* Source records *
PR #320, opened 2024-06-05
Add fields type to FmtOptions

mocca102:


stanlp1 (changes requested):
@mocca102  Where is this returned?

I don't see fields under fmtOptions. I think it might be under the base request. Also, should it be optional.

stanlp1 (approved):
LGTM. But let's make it optional.

PR #375, opened 2024-03-20
Sort quorum IDs before aggregation

ian-shim:
Quorum numbers should be sorted to make sure APKs are in the right order as quorum numbers specified in [signature checker](https://github.com/Layr-Labs/eigenda/blob/master/core/eth/tx.go#L436)

## Checks

- Testing Strategy
   - [ ] Unit tests
   - [ ] Integration tests

### DIFF
--- a/disperser/batcher/batcher.go
+++ b/disperser/batcher/batcher.go
@@ -7,6 +7,7 @@ import (
 	"fmt"
 	"math"
 	"math/big"
+	"slices"
 	"time"
 
 	"github.com/Layr-Labs/eigenda/common"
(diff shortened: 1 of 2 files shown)


disperser/batcher/batcher.go
```diff
@@ -426,6 +427,7 @@ func (b *Batcher) HandleSingleBatch(ctx context.Context) error {
 	for quorumID := range batch.State.Operators {
 		quorumIDs = append(quorumIDs, quorumID)
 	}
+	slices.Sort(quorumIDs)
```
mooselumph, line 430: Out of curiosity, what happens if they aren't sorted?

mooselumph (approved):

disperser/batcher/batcher.go
ian-shim: [QuorumApks](https://github.com/Layr-Labs/eigenda/blob/master/core/eth/tx.go#L492) can be out of order and [signature validation](https://github.com/Layr-Labs/eigenlayer-middleware/blob/dev/src/BLSSignatureChecker.sol#L207) can fail

PR #376, opened 2024-03-21
Timeout disperser grpc streams

mooselumph:

Prevents callers from indefinitely using up GRPC stream resources. 

## Checks

- Testing Strategy
   - [ ] Unit tests
   - [ ] Integration tests

### DIFF
--- a/disperser/apiserver/server.go
+++ b/disperser/apiserver/server.go
@@ -98,6 +98,10 @@ func NewDispersalServer(
 }
 
 func (s *DispersalServer) DisperseBlobAuthenticated(stream pb.Disperser_DisperseBlobAuthenticatedServer) error {
+
+	ctx, cancel := context.WithTimeout(stream.Context(), s.serverConfig.GrpcTimeout)
+	defer cancel()
+
 	// Process disperse_request
 	in, err := stream.Recv()
 	if err != nil {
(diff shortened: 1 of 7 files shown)


disperser/apiserver/server.go
```diff
@@ -98,6 +98,10 @@ func NewDispersalServer(
 }
 
 func (s *DispersalServer) DisperseBlobAuthenticated(stream pb.Disperser_DisperseBlobAuthenticatedServer) error {
+
+	ctx, cancel := context.WithTimeout(stream.Context(), s.serverConfig.GrpcTimeout)
```
jianoaix, line 102: should this create a brand new context, with `deadline = min{stream.Context().Deadline(), s.serverConfig.GrpcTimeout)`?

jianoaix (commented):
lg

disperser/apiserver/server.go
mooselumph: It seems that `WithTimeout` already performs this check: 

```
func WithDeadlineCause(parent Context, d time.Time, cause error) (Context, CancelFunc) {
	if parent == nil {
		panic("cannot create context from nil parent")
	}
	if cur, ok := parent.Deadline(); ok && cur.Before(d) {
		// The current deadline is already sooner than the new one.
		return WithCancel(parent)
	}
```

jianoaix (approved):

PR #377, opened 2024-03-21
Fireblock with aws secret manager

bxue-l2:

Allow fireblock to fetch from secret manager

## Checks

- Testing Strategy
   - [ ] Unit tests
   - [ ] Integration tests

### DIFF
--- a/disperser/cmd/batcher/main.go
+++ b/disperser/cmd/batcher/main.go
@@ -180,13 +180,13 @@ func RunBatcher(ctx *cli.Context) error {
 		if err != nil {
 			return fmt.Errorf("cannot read fireblocks api key %s from secret manager: %w", config.FireblocksConfig.APIKeyName, err)
 		}
-		secretKey, err := secretmanager.ReadBytesFromSecretManager(context.Background(), config.FireblocksConfig.SecretKeyName, config.FireblocksConfig.Region)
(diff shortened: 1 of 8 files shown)


disperser/cmd/batcher/main.go
```diff
@@ -169,18 +170,23 @@ func RunBatcher(ctx *cli.Context) error {
...
-	if len(config.FireblocksConfig.APIKey) > 0 &&
-		len(config.FireblocksConfig.SecretKeyPath) > 0 &&
+	if len(config.FireblocksConfig.APIKeyName) > 0 &&
+		len(config.FireblocksConfig.SecretKeyName) > 0 &&
 		len(config.FireblocksConfig.BaseURL) > 0 &&
 		len(config.FireblocksConfig.VaultAccountName) > 0 &&
-		len(config.FireblocksConfig.WalletAddress) > 0 {
-		secretKey, err := os.ReadFile(config.FireblocksConfig.SecretKeyPath)
+		len(config.FireblocksConfig.WalletAddress) > 0 &&
+		len(config.FireblocksConfig.Region) > 0 {
```
pschork, line 178: In terms of fallback to EOA wallet, looks like we would need to *delete* one of these FireblocksConfig secrets - which seems not ideal. A cleaner alternative might be to add check on env var like `FIREBLOCKS_DISABLED=1` that can be easily updated & deployed via helm chart to trigger fallback to EOA wallet.

pschork (approved):
Thanks for adding disable logic

PR #379, opened 2024-03-21
Separate validation functions into new file

mooselumph:

Just moves code around for readablity.

## Checks

- Testing Strategy
   - [ ] Unit tests
   - [ ] Integration tests


disperser/apiserver/server.go
```diff
@@ -97,6 +96,32 @@ func NewDispersalServer(
 	}
 }
 
+func (s *DispersalServer) Start(ctx context.Context) error {
```
ian-shim, line 99: not related to this PR, but i don't think `ctx` is used here. Do we need it?

ian-shim (approved):

disperser/apiserver/validation.go
```diff
@@ -0,0 +1,239 @@
...
+
+	blob := &core.Blob{
+		RequestHeader: header,
+		Data:          data,
+	}
+
+	return blob, nil
+}
+
+func (s *DispersalServer) getAccountRate(origin, authenticatedAddress string, quorumID core.QuorumID) (*PerUserRateInfo, string, error) {
```
jianoaix, line 102: The rate limiting is generally not in the category of request validation, but in access control category (authentication, authorization, rate limiting etc)

jianoaix (approved):

disperser/apiserver/validation.go
mooselumph: Do you want me to move this to an `authentication` file?

jianoaix: Or access control? To cover both auth and rate limiting

PR #380, opened 2024-03-21
Add retrieval ratelimit

mooselumph:

Adds a ratelimit to the retrieval endpoint. 

## Checks

- Testing Strategy
   - [ ] Unit tests
   - [ ] Integration tests


disperser/apiserver/server.go
```diff
@@ -605,6 +605,46 @@ func (s *DispersalServer) RetrieveBlob(ctx context.Context, req *pb.RetrieveBlob
 		return nil, api.NewInternalError("failed to get blob metadata, please retry")
 	}
 
+	// Check Ratelimit
```
jianoaix, line 608: Move this before the L600, so it can protect invalid requests from hitting DynamoDB

jianoaix (approved):
what's the plan for GetBlobStatus?

disperser/apiserver/server.go
mooselumph: I moved the blob rate limit before the dynamo call. The throughput one comes after because we need the blob size.

mooselumph:
> what's the plan for GetBlobStatus?

Thinking that we should just be able to rely on cloudfare for this.

disperser/apiserver/server.go
```diff
@@ -605,6 +643,64 @@ func (s *DispersalServer) RetrieveBlob(ctx context.Context, req *pb.RetrieveBlob
...
+			errorString := "request ratelimited"
+			info, ok := param.Info.(string)
+			if ok {
+				errorString += ": " + info
+			}
+			return nil, api.NewResourceExhaustedError(errorString)
+		}
+	}
+
+	if s.ratelimiter != nil {
```
jianoaix, line 673: This part no long needed?

jianoaix (approved):

PR #381, opened 2024-03-22
Revamp the operator CLI for opt-out

jianoaix:
We settle on the operator CLI semantics like this:
- opt-in quorum-list: add quorum-list to the operator (quorum-list must be not yet opted in)
- opt-out quorum-list: remove quorum-list from the operator (quorum-list must be already opted in)

## Checks

- Testing Strategy
   - [ ] Unit tests
   - [ ] Integration tests

### DIFF
--- a/core/eth/tx.go
+++ b/core/eth/tx.go
@@ -3,6 +3,7 @@ package eth
 import (
 	"context"
 	"crypto/ecdsa"
+	"encoding/hex"
 	"encoding/json"
 	"fmt"
 	"math/big"
@@ -307,7 +308,7 @@ func (t *Transactor) DeregisterOperator(ctx context.Context, pubkeyG1 *core.G1Po
 			}
 		}
 		if !found {
-			return fmt.Errorf("operator is not registered in quorum %d at block %d", quorumToDereg, blockNumber)
+			return fmt.Errorf("operatorId %s is not registered in quorum %d at block %d", hex.EncodeToString(operatorId[:]), quorumToDereg, blockNumber)
 		}
 	}
 
--- a/core/eth/tx.go
+++ b/core/eth/tx.go
@@ -288,6 +288,9 @@ func (t *Transactor) RegisterOperatorWithChurn(
 // If the operator isn't registered with any of the specified quorums, this function will return error, and
 // no quorum will be deregistered.
 func (t *Transactor) DeregisterOperator(ctx context.Context, pubkeyG1 *core.G1Point, blockNumber uint32, quorumIds []core.QuorumID) error {
+	if len(quorumIds) == 0 {
+		return errors.New("no quorum is specified to deregister from")
+	}
 	// Make sure the operator is registered in all the quorums it tries to deregister.
 	operatorId := HashPubKeyG1(pubkeyG1)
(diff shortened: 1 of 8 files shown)


core/eth/tx.go
```diff
@@ -280,26 +282,35 @@ func (t *Transactor) RegisterOperatorWithChurn(
...
 }
 
-// DeregisterOperator deregisters an operator with the given public key from the all the quorums that it is
+// DeregisterOperator deregisters an operator with the given public key from the specified the quorums that it is
 // registered with at the supplied block number. To fully deregister an operator, this function should be called
 // with the current block number.
-func (t *Transactor) DeregisterOperator(ctx context.Context, pubkeyG1 *core.G1Point, blockNumber uint32) error {
+// If the operator isn't registered with any of the specified quorums, this function will return error, and
+// no quorum will be deregistered.
+func (t *Transactor) DeregisterOperator(ctx context.Context, pubkeyG1 *core.G1Point, blockNumber uint32, quorumIds []core.QuorumID) error {
```
ian-shim, line 290: validate the length of `quorumIDs`?

node/plugin/config.go
```diff
@@ -66,7 +66,7 @@ var (
 	}
 	QuorumIDListFlag = cli.StringFlag{
 		Name:     "quorum-id-list",
-		Usage:    "Comma separated list of quorum IDs that the node will participate in. There should be at least one quorum ID. This list can contain quorums node is already registered with. If the node opts in to quorums already registered with, it will be a no-op.",
+		Usage:    "Comma separated list of quorum IDs that the node will opt-in or opt-out, depending on the OperationFlag. If OperationFlag is opt-in, all quorums should not have been registered already; if it's opt-out, all quorums should have been registered already",
```
ian-shim, line 69: `all quorums should not have been registered already` sounds like they can't provide quorums that they're already registered with, which isn't true. They _can_ include quorum IDs they've already opted in

jianoaix: I'm inclined to align with smart contract API which fails the call if "register quorums that are already registered" or "deregister quorums that are not currently registered" (@0x0aa0 please correct if this isn't the case).

jianoaix: We should actually also make opt-in/opt-out consistent w.r.t. this semantics

core/eth/tx.go
```diff
@@ -280,26 +282,38 @@ func (t *Transactor) RegisterOperatorWithChurn(
...
+	if len(quorumIds) == 0 {
```
ian-shim, line 291: Can we dedup them as well? Just wanted to make sure we don't loop over a massive slice on :305

jianoaix: That doesn't seem to help much, no matter it's dup or no dup, it's provided by users who are going to run this cmd

ian-shim: Sure, how about just check `len(quorumIDs) < 256`? It would prevent them from passing a huge number of elems

ian-shim: still to be done

ian-shim (approved):
lgtm. one remaining comment on slice length validation

core/eth/tx.go
jianoaix: https://github.com/Layr-Labs/eigenda/pull/381/commits/1629ea6e15a843a9bd3eb58e38bb7652a6da81e6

* WHAT TO WORK ON *
Only lines containing "will" belong in the answer; copy every such line from the records.

* SOLUTION *
 // If the operator isn't registered with any of the specified quorums, this function will return error, and
 // no quorum will be deregistered.
+// If the operator isn't registered with any of the specified quorums, this function will return error, and
+// no quorum will be deregistered.
-		Usage:    "Comma separated list of quorum IDs that the node will participate in. There should be at least one quorum ID. This list can contain quorums node is already registered with. If the node opts in to quorums already registered with, it will be a no-op.",
+		Usage:    "Comma separated list of quorum IDs that the node will opt-in or opt-out, depending on the OperationFlag. If OperationFlag is opt-in, all quorums should not have been registered already; if it's opt-out, all quorums should have been registered already",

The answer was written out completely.